WHAT THE EXERCISE ASKS:
Retype each line below precisely.

GIVEN DATA:
PR #1045, opened 2021-12-22
Use parking_lot::Mutex instead of std::Mutex in walreceiver

bojanserafimov:
Making progress towards https://github.com/zenithdb/zenith/issues/956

RESPONSE:
PR #1045, opened 2021-12-22
Use parking_lot::Mutex instead of std::Mutex in walreceiver

bojanserafimov:
Making progress towards https://github.com/zenithdb/zenith/issues/956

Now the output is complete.